Task directions:
Track down every line below that holds "SchemaId" and copy it.

——

PR #4140, opened 2025-10-28
chore: Regenerate all SDK objects part3

sfc-gh-asawicki:
Continuation to https://github.com/snowflakedb/terraform-provider-snowflake/pull/4139.

- General
  - Mark the manually modified code
  - Adjust the definitions
  - Add missing unit tests
  - Adjust dto builders usage if needed (pointer -> no pointer in `With` methods)
  - Regeneration problems (ext files, interface used in client) happen because of direct import of sdk package inside the generator - we need to reorganize this (planned for the future)
  - There are sometimes problems with proper mappings when the same struct is used on different levels - it will be investigated as a follow-up (marked below as bad mapping problems)
  - Unit tests improved generation must be handled separately
    - unit tests - default and all options with variants
    - unit tests - all alter branches should be added
    - unit tests - basic options for show/describe?
- `ExternalFunctions`
  - missing option in the showbyid mapping - added
  - `ExternalFunction` `ID()` added manually - no logic for this identifier type?
  - impl: find first logic using fully qualified names instead of `Name` - we should handle this identifier type in templates
  - impl: wrong type in describe (`DescribeExternalFunctionOptions` -> `DescribeFunctionOptions`)
  - impl: to opts mapping adjustment (name without arguments)
  - impl: conversion between the same structs
  - unit tests: generated id using `randomSchemaObjectIdentifierWithArguments` and `randomSchemaObjectIdentifier` before - should we keep the generated one?
  - unit tests: no arguments describe - is it correct?
- `Functions`
  - ext file preventing clean regenerate
  - usage of `SecretsList`/`SecretsListRequest`/`DescribeFunctionOptions` in other files prevents clean regeneration (move to commons? also, do not depend on the sdk package with the generator)
  - dto builders: incorrect name: `import` - renamed to `FunctionImport` (dto builders change and invocations `WithImport` -> `WithFunctionImport`)
  - dto builders: incorrect name: `package` - renamed temporarily to `FunctionPackage` (dto builders change and invocations `WithPackage` -> `WithFunctionPackage`)
  - updated def: missing columns
  - additional methods in the `Functions` interface (`DescribeDetails` and `ShowParameters`)
  - validations: a lot validations modified/added (e.g. for argument range)
  - impl: find first logic using fully qualified names instead of `Name` - we should handle this identifier type in templates
  - unit tests: generated id using `randomSchemaObjectIdentifierWithArguments` and `randomSchemaObjectIdentifier before` - should we keep the generated one?
- `Procedures`
  - import and package like with functions - renamed (no need to adjust usage as both were required, so no With builders)
  - additional methods in the `Procedures` interface (`DescribeDetails` and `ShowParameters`)
  - `SecretsList` redeclared - we could extract to commons and reuse
  - dto: `SecretsListRequest`, `NewSecretsListRequest` redeclared - we could extract to commons and reuse
  - validations: a lot validations modified/added (e.g. for argument range)
  - showbyid `In` -> `ExtendedIn`
  - impl: find first logic using fully qualified names instead of `Name` - we should handle this identifier type in templates
  - impl a few adjustments in `toOpts` logic
  - unit tests: some validation tests miss `- more present`
  - def: `ShowById` in `_def.go` could be adjusted as we support `ShowByIDExtendedInFiltering`
- `RowAccessPolicies`
  - `Type` in `CreateRowAccessPolicyArgs` renamed to `DataType` (type problematic in dto builders)
  - `GetName` added manually
  - conversion between the same structs
- `SecurityIntegrations`
  - default: `ObjectTypeSecurityIntegration` -> `ObjectTypeIntegration`
  - validations - two added manually
  - bad mappings: e.g. `r.Set.BlockedRolesList.BlockedRolesList` -> `r.ExternalOauthBlockedRolesList.BlockedRolesList`
  - dtos and builders: `*AccountObjectIdentifier` used for `NetworkPolicy` -> multiple places
  - dtos and builders: comment string allow empty -> string

### DIFF
--- a/pkg/acceptance/helpers/notebook_client.go
+++ b/pkg/acceptance/helpers/notebook_client.go
@@ -25,6 +25,7 @@ func (c *NotebookClient) client() sdk.Notebooks {
 }
 
 func (c *NotebookClient) Create(t *testing.T) (*sdk.Notebook, func()) {
+	t.Helper()
 	id := c.ids.RandomSchemaObjectIdentifier()
 	t.Helper()
 	return c.CreateWithRequest(t, sdk.NewCreateNotebookRequest(id))


pkg/sdk/procedures_gen_test.go
```diff
@@ -1694,62 +1855,254 @@ func TestProcedures_CreateAndCallForScala(t *testing.T) {
...
+
+	t.Run("validation: exactly one field from [opts.Arguments.ArgDataTypeOld opts.Arguments.ArgDataType] should be present", func(t *testing.T) {
+		opts := defaultOpts()
+		opts.Arguments = []ProcedureArgument{
+			{ArgName: "arg"},
+		}
+		assertOptsInvalidJoinedErrors(t, opts, errExactlyOneOf("CreateAndCallForJavaScriptProcedureOptions.Arguments", "ArgDataTypeOld", "ArgDataType"))
+	})
+
+	t.Run("validation: exactly one field from [opts.Arguments.ArgDataTypeOld opts.Arguments.ArgDataType] should be present", func(t *testing.T) {
```
sfc-gh-jcieslak, line 1912: nit: `- more present`

pkg/sdk/procedures_impl_gen.go
```diff
@@ -68,12 +70,14 @@ func (v *procedures) Show(ctx context.Context, request *ShowProcedureRequest) ([
 
 func (v *procedures) ShowByID(ctx context.Context, id SchemaObjectIdentifierWithArguments) (*Procedure, error) {
 	request := NewShowProcedureRequest().
-		WithIn(ExtendedIn{In: In{Schema: id.SchemaId()}}).
-		WithLike(Like{Pattern: String(id.Name())})
+		WithLike(Like{Pattern: String(id.Name())}).
+		// adjusted manually
+		WithIn(ExtendedIn{In: In{Schema: id.SchemaId()}})
```
sfc-gh-jcieslak, line 75: nit: ShowById in `_def.go` could be adjusted as we support `ShowByIDExtendedInFiltering`

sfc-gh-jcieslak (dismissed):

pkg/sdk/procedures_gen_test.go
sfc-gh-jmichalak: Check other places in this file, and maybe in functions as well.

sfc-gh-jmichalak (approved):

pkg/sdk/procedures_gen_test.go
sfc-gh-asawicki: Added to follow-up list

pkg/sdk/procedures_impl_gen.go
sfc-gh-asawicki: Added to follow-up list

PR #4144, opened 2025-10-28
chore: Regenerate all SDK objects part4

sfc-gh-asawicki:
Continuation to https://github.com/snowflakedb/terraform-provider-snowflake/pull/4140.

- General
  - Mark the manually modified code
  - Adjust the definitions
  - Add missing unit tests
  - Adjust dto builders usage if needed (pointer -> no pointer in `With` methods)
  - Regeneration problems (ext files, interface used in client) happen because of direct import of sdk package inside the generator - we need to reorganize this (planned for the future)
  - There are sometimes problems with proper mappings when the same struct is used on different levels - it will be investigated as a follow-up (marked below as bad mapping problems)
  - Unit tests improved generation must be handled separately
    - unit tests - default and all options with variants
    - unit tests - all alter branches should be added
    - unit tests - basic options for show/describe?
 - `Stages`
   - clean regenerate not possible due to tables reusing parts of the domain (`StageFileFormatRequest`, `StageCopyOptionsRequest`, `StageFileFormat`, `StageCopyOptions`)
   - `type` is a reserved keyword, renamed to `FileFormatType` and `EncryptionType`
   - `continue` is a reserved keyword, renamed to `Continue_`
   - Fixed tags in def
   - `ID()` based on request added manually
   - adjusted `SkipFile` (and builder methods) - this can be changed in the def later
   - adjusted `FileFormatTypeOptions` -> `FileFormatTypeOptionsRequest`
- `StorageIntegrations`
  - ext preventing a clean regenerate (`S3Protocol` used from ext in def)
  - bad file name for dto builders and for unit tests
  - Changed `UsePrivateLinkEndpoint` to `UsePrivatelinkEndpoint`
- `Tasks`
  - clean regenerate not possible because of `grants_impl` (`ShowByID`, `SuspendRootTasks`, `ResumeTasks`, `Task`, `ShowTaskRequest`, `NewShowTaskRequest`, and more)
  - updated def
  - `IsStarted` added manually
  - `TaskSchedule` added manually
  - `ParseTaskSchedule` added manually
  - `Config` and `Warehouse` in `toOpts` adjusted manually
  - second same `convert` removed manually
  - validations: additional check for session params set needed - can we define it so that it's generated correctly?
  - dtos: added `GetName` for requests
  - dtos: added new struct (`CreateTaskWarehouseRequest`) and updated some of the generated struct attributes
  - unit tests: `err` for session parameters validation adjusted manually
  - unit tests: it seems like some validations could be added to def (like `opts.Warehouse.Warehouse conflicting with opts.Warehouse.UserTaskManagedInitialWarehouseSize`)
- `UserProgrammaticAccessTokens`
  - clean regenerate not possible because of usage in users
  - `ID()` added manually
  - `ObjectType` adjusted manually
  - `RemoveByIDSafely` added manually
  - Both `ShowByID` and `ShowByIDSafely` adjusted manually
  - validations adjusted manually
  - impl: lots of changes due to adjustments in the interface
  - unit tests: errors adjustments
  - unit tests: setup adjustments
- `Views`
  - set/unset tags adjusted manually (later fix in def)
  - column name (`"null?"`) adjusted manually
  - validation: invalid identifier errors changed
  - validation: validation for `opts.RowAccessPolicy.On` added manually (should be possible to set through def?)
  - validation: manually added for columns
  - bad mappings
  - dto: `GetName` added manually
  - unit tests: all options test for create uses request instead of opts
- `GitRepositories`
  - second `convert` removed manually
- `SemanticViews`
  - renamed the files
  - validations added manually
  - dto: used request structs instead of opts
  - dto: added a lot of request structs because of above (why these structs are not created by default? list?)
  - impl: adjusted mapping to changes to requests (instead of opts)
  - dto builders: adjusted manually to the changes to requests
  - dto builders: some methods generated incorrectly, e.g. `WithsemanticViewFacts` (semantic lowercase)
  - unit tests: validation tests added manually - we should try defining them (their names should be altered too)
  - unit tests: ordering changed

### DIFF
--- a/pkg/acceptance/helpers/notebook_client.go
+++ b/pkg/acceptance/helpers/notebook_client.go
@@ -27,7 +27,6 @@ func (c *NotebookClient) client() sdk.Notebooks {
 func (c *NotebookClient) Create(t *testing.T) (*sdk.Notebook, func()) {
 	t.Helper()
 	id := c.ids.RandomSchemaObjectIdentifier()
-	t.Helper()
 	return c.CreateWithRequest(t, sdk.NewCreateNotebookRequest(id))
 }
 


pkg/sdk/stages_dto_builders_gen.go
```diff
@@ -14,162 +15,172 @@ func NewCreateInternalStageRequest(
...
-func (s *StageCopyOnErrorOptionsRequest) WithContinue(Continue *bool) *StageCopyOnErrorOptionsRequest {
-	s.Continue = Continue
+func (s *StageCopyOnErrorOptionsRequest) WithContinue_(continue_ bool) *StageCopyOnErrorOptionsRequest {
+	s.Continue_ = &continue_
 	return s
 }
 
+// WithSkipFile removed manually
+
+// added manually
```
sfc-gh-jmichalak, line 164: Nit: Why is it removed manually, and here added manually?

sfc-gh-asawicki: Because of the different type (in def it's a keyword bool for now, and it can contain changes to the SQL, so it should be a string - it will be improved later)

sfc-gh-jcieslak (approved):

PR #4148, opened 2025-10-29
chore: Update docker-compose for test output processing

sfc-gh-jcieslak:
Because we planned to use the test output processing like this:
```shell
make run-tests < go run test-output-script > output_file.csv
```

I had to adjust the approach so that it could run on CI. The most important part is that, because the go CLI is a dependency only accessible through a Docker container, I had to create another service for our test output processor. To share the data between the services, I created a shared volume between them that exists within the containers.

From the CI pov it will be invoked like so (`--silent` in make doesn't print what underlying command is being run; it's important as otherwise this command would be put into resulting csv):
```shell
make --silent process-test-output-docker-compose 1> output.csv
```

### DIFF
--- a/packaging/docker-compose.yml
+++ b/packaging/docker-compose.yml
@@ -13,8 +13,6 @@ services:
     working_dir: /terraform-provider-snowflake
     command: sh -c "make --silent test-main-terraform-use-cases > /shared/test_output.json"
   process-test-output:
-    depends_on:
-      - test-main-terraform-use-cases
     build:
       context: .
       dockerfile: Dockerfile


packaging/docker-compose.yml
```diff
@@ -9,5 +9,17 @@ services:
     volumes:
       - ./../:/terraform-provider-snowflake
       - ${SNOWFLAKE_CONFIG_PATH}:/root/.snowflake/config
+      - shared_data:/shared
     working_dir: /terraform-provider-snowflake
-    command: [ "make", "test-main-terraform-use-cases" ]
+    command: sh -c "make --silent test-main-terraform-use-cases > /shared/test_output.json"
+  process-test-output:
```
sfc-gh-jmichalak, line 15: For later, we could add a dependency to force the correct order. For now, we can comment that the order is correct because of the Jenkins setup.

sfc-gh-jcieslak: I actually don't want to set the dependency. I had it initially, but it doesn't work like I expected. I thought the second service will run after the other, but it will only make sure it is running, so when you run only the test_output_processor (without the actual test) what will happen is: The test service will run (which is nice), but after it is running the test_output_processor container will run, it will read an empty file or file that is not there yet and will output CSV with only headers (which is not nice). So even if those services are dependent, setting up dependency won't make a difference; it just has to be called correctly, unfortunately.

sfc-gh-jmichalak: I think there is a flag to run the container after the other one is completed.

PR #4154, opened 2025-10-30
chore: Improve the cache logic

sfc-gh-asawicki:
Before this change, we had only a one-entry cache. Trying to initialize the provider in another way required setting the `SF_TF_ACC_TEST_CONFIGURE_CLIENT_ONCE` environment variable, effectively refreshing the cache. The problem with this approach was that every such test required refreshing the cache, was slower, and another refresh was required in the test that followed (if it was using the "normally" configured provider). In this new approach, we have a cache containing multiple entries, which should improve the performance and stability of the tests. There are a few predefined factories (e.g., all view tests require the warehouse in the session), but it's also possible to define a new dedicated entry in a test or use the no cache factory. This is the start but there are a few follow-ups for later, to make it better.

- Simplify the provider initialization caching logic (acceptance tests and PoCs)
- Remove `SF_TF_ACC_TEST_CONFIGURE_CLIENT_ONCE` and `testenvs.ConfigureClientOnce` entirely
- Extract a simple `providerInitializationCache`

Needed follow-ups (mostly documented in SNOW-2661409):
- check all the places using TestAccProvider directly
- secondary account can also have a different configuration, so for now we need to be careful; let's add some hash check for the config or something else to mitigate
- check which of the `providerFactoryWithoutCache` usages want to really be without cache and which could utilize a dedicated cache entry
- fix a few tests still requiring the warehouse in session

### DIFF
--- a/pkg/testacc/resource_tag_acceptance_test.go
+++ b/pkg/testacc/resource_tag_acceptance_test.go
@@ -16,8 +16,6 @@ import (
 	"github.com/Snowflake-Labs/terraform-provider-snowflake/pkg/acceptance/bettertestspoc/config"
 	"github.com/Snowflake-Labs/terraform-provider-snowflake/pkg/acceptance/bettertestspoc/config/model"
 	"github.com/Snowflake-Labs/terraform-provider-snowflake/pkg/acceptance/helpers/random"
-	"github.com/Snowflake-Labs/terraform-provider-snowflake/pkg/acceptance/testenvs"
-	"github.com/Snowflake-Labs/terraform-provider-snowflake/pkg/internal/snowflakeroles"
 	"github.com/Snowflake-Labs/terraform-provider-snowflake/pkg/provider/resources"
 	"github.com/Snowflake-Labs/terraform-provider-snowflake/pkg/sdk"
 	"github.com/hashicorp/terraform-plugin-testing/helper/resource"


pkg/testacc/resource_tag_acceptance_test.go
```diff
@@ -333,8 +332,6 @@ func TestAcc_Tag_Rename(t *testing.T) {
 }
 
 func TestAcc_Tag_migrateFromVersion_0_98_0(t *testing.T) {
-	t.Setenv(string(testenvs.ConfigureClientOnce), "")
-
 	id := testClient().Ids.RandomSchemaObjectIdentifier()
```
sfc-gh-jmichalak, line 260: I'm confused about cases like these, because in the PR desc it says 
> check which of the providerFactoryWithoutCache usages want to really be without cache and which could utilize a dedicated cache entry

So, it's done here?

sfc-gh-jmichalak (dismissed):

pkg/testacc/resource_tag_acceptance_test.go
sfc-gh-asawicki: Partially:
- all `ConfigureClientOnce` were initially removed and replaced with the no cache solution
- then, the main use cases like required warehouse, secondary, and authentication, were extracted as dedicated factories
- The ones that are left would be okay to leave them like this (this is the old behavior of initializing the provider for every step), but they could be improved if they reused the same config between the steps (which is not always true).

sfc-gh-jmichalak (dismissed):

sfc-gh-jcieslak (dismissed):

PR #4165, opened 2025-11-03
chore: Adjust data source tests follow up 2

sfc-gh-jcieslak:
Follow up for https://github.com/snowflakedb/terraform-provider-snowflake/pull/4115, addressing the following data sources
- `secrets`
- `security integrations`
- `streamlits`
- `schemas`


pkg/testacc/data_source_streamlits_acceptance_test.go
```diff
@@ -18,6 +19,175 @@ import (
...
+	streamlitId3 := testClient().Ids.RandomSchemaObjectIdentifier()
+
+	mainFile := random.AlphaN(4)
+
+	streamlitModel1 := model.StreamlitWithIds("test", streamlitId1, mainFile, stage.ID())
+	streamlitModel2 := model.StreamlitWithIds("test1", streamlitId2, mainFile, stage.ID())
+	streamlitModel3 := model.StreamlitWithIds("test2", streamlitId3, mainFile, stage.ID())
+
+	datasourceModelLikeExact := datasourcemodel.Streamlits("test").
+		WithLike(streamlitId1.Name()).
```
sfc-gh-jmichalak, line 39: Q: why we have disabled DESC/SHOW PARAMETERS in schemas? Maybe we could use it in other places to speed up tests, because in filtering cases we aren't asserting these outputs anyway.

pkg/testacc/data_source_security_integrations_acceptance_test.go
```diff
@@ -21,664 +23,418 @@ import (
...
+					assert.Check(resource.TestCheckResourceAttr(apiAuthClientCredentialsWithDescribe.DatasourceReference(), "security_integrations.0.describe_output.0.comment.0.value", comment)),
 				),
 			},
 		},
 	})
 }
 
-func TestAcc_SecurityIntegrations_Saml2(t *testing.T) {
-	id := testClient().Ids.RandomAccountObjectIdentifier()
+func TestAcc_SecurityIntegrations_MultipleTypes(t *testing.T) {
```
sfc-gh-jmichalak, line 388: What's the value of this test now? I believe everything is covered in the test above?

sfc-gh-asawicki (approved):

pkg/testacc/data_source_streamlits_acceptance_test.go
sfc-gh-jcieslak: I agree, adjusted

pkg/testacc/data_source_security_integrations_acceptance_test.go
sfc-gh-jcieslak: I wanted to leave it, because it tests whether this data source can query security integrations of different types. Perhaps it should be added in other similar cases, but since this test was already present and I thought it had some value, I didn't remove it.

sfc-gh-jmichalak (approved):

——

Solved problem:
-		WithIn(ExtendedIn{In: In{Schema: id.SchemaId()}}).
+		WithIn(ExtendedIn{In: In{Schema: id.SchemaId()}})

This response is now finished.